EXERCISE
Go line by line through the data and copy those with the word "Buffers".

DATA TO EXAMINE
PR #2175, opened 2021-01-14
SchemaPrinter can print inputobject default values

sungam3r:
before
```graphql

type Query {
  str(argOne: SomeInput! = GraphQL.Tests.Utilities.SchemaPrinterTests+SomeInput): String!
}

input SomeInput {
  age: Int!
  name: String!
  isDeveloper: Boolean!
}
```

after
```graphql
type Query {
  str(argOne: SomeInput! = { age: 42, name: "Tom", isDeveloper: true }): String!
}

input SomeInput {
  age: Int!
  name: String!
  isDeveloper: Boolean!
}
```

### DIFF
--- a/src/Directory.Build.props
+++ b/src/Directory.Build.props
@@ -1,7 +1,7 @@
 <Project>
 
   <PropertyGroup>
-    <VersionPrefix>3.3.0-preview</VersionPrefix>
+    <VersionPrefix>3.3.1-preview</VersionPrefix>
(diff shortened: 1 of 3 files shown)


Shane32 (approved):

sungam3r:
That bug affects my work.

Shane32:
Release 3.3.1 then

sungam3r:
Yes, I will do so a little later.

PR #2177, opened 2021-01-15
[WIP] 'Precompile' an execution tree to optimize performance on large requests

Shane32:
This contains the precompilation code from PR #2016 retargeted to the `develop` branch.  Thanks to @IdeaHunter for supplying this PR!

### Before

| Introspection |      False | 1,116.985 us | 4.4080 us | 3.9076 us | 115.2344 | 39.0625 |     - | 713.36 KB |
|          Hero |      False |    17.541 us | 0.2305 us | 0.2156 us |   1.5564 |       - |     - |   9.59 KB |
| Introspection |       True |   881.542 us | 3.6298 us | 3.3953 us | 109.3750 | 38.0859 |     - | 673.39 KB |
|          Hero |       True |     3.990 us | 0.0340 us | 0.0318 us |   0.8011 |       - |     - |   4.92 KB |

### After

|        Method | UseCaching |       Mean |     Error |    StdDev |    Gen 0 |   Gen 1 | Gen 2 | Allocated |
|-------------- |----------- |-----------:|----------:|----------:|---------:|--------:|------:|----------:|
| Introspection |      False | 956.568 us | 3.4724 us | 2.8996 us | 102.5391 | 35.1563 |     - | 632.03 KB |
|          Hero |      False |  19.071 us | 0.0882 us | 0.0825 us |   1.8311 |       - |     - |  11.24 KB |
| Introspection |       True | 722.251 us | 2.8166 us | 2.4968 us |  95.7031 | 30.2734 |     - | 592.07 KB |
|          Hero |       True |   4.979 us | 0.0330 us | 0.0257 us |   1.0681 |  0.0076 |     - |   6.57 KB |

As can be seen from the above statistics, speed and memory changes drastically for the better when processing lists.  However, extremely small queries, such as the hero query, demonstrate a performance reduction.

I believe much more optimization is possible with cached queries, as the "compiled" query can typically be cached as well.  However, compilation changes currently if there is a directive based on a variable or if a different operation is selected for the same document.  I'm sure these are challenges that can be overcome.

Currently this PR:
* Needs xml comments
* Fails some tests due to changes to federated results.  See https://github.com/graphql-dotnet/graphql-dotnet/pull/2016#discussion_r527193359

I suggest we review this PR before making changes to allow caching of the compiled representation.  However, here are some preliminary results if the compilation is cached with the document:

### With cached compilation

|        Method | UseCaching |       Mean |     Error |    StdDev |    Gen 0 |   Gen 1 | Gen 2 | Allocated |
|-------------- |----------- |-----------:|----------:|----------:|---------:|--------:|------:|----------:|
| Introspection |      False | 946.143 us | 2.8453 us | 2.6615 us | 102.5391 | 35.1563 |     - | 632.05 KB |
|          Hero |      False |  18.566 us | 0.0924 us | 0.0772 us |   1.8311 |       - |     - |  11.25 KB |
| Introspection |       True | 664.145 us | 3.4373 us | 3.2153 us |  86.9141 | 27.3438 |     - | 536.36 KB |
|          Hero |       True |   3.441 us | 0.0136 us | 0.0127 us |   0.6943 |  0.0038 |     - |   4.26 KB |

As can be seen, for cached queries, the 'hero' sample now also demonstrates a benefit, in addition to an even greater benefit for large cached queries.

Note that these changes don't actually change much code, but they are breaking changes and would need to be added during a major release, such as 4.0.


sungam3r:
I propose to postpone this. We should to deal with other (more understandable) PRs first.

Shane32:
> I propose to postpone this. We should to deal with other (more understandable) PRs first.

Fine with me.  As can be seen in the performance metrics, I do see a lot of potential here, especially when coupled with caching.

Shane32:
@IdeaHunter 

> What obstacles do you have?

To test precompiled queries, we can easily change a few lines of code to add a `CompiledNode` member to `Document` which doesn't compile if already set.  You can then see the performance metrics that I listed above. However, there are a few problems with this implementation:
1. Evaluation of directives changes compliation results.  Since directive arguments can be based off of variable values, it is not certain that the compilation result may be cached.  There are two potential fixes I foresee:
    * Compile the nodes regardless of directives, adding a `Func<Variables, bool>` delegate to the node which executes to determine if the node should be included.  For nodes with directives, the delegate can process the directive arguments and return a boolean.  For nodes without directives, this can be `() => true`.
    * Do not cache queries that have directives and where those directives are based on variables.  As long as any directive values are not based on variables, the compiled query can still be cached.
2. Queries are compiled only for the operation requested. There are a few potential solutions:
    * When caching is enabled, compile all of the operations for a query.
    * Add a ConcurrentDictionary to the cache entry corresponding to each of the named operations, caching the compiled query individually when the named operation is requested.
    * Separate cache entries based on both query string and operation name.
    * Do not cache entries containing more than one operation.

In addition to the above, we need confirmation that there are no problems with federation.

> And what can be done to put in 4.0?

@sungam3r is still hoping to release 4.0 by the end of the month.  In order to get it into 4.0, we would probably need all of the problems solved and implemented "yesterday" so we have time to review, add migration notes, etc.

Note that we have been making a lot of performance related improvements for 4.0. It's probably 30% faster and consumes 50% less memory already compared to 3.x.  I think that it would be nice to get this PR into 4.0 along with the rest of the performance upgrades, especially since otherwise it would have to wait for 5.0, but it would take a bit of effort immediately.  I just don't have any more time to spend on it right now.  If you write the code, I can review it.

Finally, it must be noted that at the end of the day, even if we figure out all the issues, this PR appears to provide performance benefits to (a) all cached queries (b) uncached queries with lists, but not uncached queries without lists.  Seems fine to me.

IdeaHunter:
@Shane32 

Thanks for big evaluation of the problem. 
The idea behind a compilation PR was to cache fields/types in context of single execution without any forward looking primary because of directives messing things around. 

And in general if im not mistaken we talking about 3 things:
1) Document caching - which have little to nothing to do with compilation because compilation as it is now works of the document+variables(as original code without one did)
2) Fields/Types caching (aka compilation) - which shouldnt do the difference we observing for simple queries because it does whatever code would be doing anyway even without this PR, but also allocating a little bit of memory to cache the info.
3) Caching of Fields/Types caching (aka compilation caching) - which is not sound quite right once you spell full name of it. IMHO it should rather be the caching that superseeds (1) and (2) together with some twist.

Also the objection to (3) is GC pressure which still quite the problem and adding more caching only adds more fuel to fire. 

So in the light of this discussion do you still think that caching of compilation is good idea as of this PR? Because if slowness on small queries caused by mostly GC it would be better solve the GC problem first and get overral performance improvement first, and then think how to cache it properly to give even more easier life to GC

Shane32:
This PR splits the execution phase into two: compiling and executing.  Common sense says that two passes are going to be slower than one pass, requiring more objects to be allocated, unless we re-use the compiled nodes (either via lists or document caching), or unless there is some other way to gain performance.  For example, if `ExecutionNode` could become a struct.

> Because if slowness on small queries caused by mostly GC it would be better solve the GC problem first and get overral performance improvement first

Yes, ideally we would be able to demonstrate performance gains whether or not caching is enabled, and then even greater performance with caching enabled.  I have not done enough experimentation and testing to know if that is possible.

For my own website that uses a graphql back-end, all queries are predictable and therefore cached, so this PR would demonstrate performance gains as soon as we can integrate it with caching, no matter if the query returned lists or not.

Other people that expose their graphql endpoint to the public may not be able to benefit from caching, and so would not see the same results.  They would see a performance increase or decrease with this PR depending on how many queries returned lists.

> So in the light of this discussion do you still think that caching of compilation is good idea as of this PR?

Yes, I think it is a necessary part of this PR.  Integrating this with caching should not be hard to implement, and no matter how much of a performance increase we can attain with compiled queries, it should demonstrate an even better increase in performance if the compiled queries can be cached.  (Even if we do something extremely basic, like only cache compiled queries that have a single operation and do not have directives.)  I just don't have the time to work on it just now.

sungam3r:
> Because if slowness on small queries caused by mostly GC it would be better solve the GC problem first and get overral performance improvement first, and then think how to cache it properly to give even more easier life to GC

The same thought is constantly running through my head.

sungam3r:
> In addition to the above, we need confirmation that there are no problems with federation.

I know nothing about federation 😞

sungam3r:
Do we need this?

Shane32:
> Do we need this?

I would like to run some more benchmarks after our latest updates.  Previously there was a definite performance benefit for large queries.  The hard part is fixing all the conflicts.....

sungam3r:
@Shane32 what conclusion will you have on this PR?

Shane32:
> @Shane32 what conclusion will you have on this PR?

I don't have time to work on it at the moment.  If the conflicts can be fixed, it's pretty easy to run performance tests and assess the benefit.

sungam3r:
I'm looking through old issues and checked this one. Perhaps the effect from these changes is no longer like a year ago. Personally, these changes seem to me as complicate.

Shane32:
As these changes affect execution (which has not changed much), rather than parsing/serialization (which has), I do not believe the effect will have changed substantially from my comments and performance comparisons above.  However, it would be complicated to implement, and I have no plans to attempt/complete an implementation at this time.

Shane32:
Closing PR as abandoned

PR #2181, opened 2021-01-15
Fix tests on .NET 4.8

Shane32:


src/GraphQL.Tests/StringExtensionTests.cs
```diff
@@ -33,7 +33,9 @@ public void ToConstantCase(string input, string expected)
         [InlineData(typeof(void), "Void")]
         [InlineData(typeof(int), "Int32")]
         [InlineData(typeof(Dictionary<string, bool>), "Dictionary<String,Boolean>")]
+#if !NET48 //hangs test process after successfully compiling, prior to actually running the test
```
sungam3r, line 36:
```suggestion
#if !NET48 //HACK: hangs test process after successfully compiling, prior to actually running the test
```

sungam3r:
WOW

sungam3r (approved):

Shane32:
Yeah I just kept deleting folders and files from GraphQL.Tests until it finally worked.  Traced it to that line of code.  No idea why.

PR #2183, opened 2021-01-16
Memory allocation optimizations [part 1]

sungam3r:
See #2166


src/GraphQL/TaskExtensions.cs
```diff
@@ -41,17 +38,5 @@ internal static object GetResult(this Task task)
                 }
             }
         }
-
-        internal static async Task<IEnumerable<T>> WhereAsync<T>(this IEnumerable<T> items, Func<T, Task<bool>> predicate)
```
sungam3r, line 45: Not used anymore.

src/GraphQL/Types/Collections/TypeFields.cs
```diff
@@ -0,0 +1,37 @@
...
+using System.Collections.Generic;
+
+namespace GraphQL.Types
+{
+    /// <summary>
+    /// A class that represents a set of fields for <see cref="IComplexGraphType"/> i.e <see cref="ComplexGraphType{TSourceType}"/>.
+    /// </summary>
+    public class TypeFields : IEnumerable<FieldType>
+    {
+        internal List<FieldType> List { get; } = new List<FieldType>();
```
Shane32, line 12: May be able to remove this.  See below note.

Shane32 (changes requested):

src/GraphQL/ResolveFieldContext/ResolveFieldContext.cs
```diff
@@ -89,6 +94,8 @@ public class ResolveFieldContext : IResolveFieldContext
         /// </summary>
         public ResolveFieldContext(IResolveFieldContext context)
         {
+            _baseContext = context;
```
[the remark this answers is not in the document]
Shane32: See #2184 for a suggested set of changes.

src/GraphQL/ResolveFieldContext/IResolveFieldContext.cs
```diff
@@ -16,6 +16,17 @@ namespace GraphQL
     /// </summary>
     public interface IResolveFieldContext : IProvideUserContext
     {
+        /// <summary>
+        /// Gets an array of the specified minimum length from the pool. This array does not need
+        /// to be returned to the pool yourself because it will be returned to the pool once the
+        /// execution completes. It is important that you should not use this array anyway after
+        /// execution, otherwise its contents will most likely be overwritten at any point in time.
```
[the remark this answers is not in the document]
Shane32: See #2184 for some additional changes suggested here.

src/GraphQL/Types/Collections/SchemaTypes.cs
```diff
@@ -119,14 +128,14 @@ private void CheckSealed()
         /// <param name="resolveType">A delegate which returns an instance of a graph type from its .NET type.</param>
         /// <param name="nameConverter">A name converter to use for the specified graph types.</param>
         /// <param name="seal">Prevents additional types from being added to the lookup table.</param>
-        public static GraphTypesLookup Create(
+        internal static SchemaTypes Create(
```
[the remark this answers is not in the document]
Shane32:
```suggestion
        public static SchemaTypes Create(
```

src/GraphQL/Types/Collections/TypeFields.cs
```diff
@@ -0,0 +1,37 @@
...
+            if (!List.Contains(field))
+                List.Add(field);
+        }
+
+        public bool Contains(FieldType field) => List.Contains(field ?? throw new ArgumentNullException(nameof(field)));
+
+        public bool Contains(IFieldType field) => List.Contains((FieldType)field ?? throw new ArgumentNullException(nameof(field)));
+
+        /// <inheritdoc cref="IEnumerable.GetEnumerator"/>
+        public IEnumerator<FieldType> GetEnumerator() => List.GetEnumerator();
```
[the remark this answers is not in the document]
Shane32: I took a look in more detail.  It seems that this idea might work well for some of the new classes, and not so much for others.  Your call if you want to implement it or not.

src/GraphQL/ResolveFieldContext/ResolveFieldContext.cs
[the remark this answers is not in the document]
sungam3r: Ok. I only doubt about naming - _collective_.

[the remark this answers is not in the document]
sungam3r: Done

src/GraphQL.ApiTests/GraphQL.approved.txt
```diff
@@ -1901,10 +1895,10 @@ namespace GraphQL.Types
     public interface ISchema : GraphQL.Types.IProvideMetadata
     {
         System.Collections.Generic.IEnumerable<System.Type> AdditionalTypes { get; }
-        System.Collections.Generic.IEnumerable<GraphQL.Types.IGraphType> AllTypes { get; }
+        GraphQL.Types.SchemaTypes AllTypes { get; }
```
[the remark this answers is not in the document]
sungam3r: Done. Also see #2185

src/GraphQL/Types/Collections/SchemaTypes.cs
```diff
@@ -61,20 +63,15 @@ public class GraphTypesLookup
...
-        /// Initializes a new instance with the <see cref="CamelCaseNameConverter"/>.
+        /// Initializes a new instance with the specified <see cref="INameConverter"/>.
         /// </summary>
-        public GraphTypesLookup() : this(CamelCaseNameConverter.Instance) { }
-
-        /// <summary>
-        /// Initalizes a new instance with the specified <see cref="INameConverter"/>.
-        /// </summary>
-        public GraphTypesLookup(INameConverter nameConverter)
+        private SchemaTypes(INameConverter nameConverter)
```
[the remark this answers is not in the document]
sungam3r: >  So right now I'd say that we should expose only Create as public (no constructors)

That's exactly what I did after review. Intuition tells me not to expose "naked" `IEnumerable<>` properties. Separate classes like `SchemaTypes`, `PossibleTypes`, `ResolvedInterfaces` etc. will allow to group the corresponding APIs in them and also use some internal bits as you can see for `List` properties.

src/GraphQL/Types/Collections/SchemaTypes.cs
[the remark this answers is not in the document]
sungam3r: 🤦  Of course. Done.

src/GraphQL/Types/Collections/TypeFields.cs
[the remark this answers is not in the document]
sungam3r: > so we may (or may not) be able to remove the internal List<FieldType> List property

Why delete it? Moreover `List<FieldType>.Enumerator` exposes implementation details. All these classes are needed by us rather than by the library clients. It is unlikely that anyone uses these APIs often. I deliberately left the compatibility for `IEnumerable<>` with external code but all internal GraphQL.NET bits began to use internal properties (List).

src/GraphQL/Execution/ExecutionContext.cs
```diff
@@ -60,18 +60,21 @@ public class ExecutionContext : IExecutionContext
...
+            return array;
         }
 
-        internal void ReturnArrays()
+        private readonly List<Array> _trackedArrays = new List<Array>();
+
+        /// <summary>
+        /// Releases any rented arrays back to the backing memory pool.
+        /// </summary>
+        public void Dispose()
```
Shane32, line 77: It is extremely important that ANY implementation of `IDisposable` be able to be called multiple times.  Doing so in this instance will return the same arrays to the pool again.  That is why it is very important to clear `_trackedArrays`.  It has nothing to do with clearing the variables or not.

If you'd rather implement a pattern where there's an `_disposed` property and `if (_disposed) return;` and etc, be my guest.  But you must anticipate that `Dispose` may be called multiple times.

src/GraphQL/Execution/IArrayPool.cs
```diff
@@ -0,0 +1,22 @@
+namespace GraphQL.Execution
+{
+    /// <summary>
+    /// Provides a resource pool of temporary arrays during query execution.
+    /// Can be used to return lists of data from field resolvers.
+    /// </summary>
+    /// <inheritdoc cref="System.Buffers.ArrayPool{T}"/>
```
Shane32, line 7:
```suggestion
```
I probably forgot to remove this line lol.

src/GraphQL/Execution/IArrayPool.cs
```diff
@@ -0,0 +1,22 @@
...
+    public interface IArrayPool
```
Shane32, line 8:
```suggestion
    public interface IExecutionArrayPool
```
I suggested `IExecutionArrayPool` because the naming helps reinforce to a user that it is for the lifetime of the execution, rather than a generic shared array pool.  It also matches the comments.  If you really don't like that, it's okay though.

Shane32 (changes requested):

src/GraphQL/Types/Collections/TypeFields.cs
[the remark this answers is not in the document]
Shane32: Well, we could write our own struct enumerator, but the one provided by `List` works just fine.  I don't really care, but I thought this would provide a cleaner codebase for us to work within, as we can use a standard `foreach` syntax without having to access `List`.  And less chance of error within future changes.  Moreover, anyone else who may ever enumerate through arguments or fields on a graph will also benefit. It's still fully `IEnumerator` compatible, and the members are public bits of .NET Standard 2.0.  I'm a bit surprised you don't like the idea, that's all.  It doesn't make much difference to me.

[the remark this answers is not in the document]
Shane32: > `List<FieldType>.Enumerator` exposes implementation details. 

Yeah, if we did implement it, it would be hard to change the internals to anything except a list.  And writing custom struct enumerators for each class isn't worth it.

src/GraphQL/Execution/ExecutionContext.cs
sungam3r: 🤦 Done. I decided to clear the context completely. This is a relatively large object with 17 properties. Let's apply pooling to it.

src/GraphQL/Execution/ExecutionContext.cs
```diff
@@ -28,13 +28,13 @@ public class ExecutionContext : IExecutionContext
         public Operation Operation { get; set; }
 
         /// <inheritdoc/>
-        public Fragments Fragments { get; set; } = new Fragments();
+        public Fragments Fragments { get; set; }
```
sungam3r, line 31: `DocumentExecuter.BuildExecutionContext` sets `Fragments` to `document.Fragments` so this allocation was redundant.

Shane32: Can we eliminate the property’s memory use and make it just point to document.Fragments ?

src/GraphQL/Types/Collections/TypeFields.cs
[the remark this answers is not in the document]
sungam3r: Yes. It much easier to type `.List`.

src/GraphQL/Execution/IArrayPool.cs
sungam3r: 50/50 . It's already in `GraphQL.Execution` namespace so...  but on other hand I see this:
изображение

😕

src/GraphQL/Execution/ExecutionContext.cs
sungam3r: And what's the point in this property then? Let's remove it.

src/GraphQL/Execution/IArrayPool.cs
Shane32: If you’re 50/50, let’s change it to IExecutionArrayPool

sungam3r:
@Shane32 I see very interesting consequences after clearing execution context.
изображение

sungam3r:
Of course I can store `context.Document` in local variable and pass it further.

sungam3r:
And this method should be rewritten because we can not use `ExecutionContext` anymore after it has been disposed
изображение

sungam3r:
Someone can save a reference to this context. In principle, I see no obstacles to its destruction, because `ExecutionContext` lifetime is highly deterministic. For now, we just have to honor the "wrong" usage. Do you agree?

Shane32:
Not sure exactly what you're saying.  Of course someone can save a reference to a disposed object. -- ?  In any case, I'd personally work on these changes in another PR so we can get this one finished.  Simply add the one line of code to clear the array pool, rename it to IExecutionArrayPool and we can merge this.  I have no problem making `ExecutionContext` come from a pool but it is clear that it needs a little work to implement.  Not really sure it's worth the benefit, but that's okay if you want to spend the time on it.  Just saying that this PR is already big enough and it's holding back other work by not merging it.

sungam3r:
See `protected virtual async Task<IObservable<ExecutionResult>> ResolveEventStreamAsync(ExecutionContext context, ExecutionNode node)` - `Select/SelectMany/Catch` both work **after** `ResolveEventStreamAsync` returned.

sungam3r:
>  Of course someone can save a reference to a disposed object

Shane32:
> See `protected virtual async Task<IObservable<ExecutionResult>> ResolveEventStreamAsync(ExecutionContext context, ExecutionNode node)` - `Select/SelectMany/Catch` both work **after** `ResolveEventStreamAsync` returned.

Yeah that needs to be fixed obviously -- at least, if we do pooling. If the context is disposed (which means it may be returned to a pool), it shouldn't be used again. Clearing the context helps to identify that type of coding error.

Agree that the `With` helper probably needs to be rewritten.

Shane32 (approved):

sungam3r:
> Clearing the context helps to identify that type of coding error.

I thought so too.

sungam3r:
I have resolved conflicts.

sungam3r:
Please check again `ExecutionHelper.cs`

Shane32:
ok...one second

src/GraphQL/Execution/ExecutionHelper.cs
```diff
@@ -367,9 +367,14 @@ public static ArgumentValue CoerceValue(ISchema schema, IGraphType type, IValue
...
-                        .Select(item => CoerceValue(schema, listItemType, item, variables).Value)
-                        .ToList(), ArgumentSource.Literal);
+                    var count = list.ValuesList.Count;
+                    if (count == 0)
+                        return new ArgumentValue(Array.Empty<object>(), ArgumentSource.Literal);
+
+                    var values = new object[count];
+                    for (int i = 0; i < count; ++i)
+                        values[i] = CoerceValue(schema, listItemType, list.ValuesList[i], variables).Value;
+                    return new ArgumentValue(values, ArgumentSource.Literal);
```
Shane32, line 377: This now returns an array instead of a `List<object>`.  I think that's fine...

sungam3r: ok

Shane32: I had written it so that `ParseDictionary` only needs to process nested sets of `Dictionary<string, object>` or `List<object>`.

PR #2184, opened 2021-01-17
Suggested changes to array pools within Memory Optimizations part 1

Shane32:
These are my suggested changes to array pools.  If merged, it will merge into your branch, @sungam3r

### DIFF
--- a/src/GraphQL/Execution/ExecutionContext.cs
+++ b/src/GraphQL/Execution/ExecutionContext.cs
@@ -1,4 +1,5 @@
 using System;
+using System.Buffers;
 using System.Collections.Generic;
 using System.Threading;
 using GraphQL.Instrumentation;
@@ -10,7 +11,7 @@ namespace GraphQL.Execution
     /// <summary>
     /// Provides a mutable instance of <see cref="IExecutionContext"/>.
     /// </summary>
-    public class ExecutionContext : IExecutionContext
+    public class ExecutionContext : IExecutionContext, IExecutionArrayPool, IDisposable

RESULT OF THE TASK
+    /// <inheritdoc cref="System.Buffers.ArrayPool{T}"/>
+using System.Buffers;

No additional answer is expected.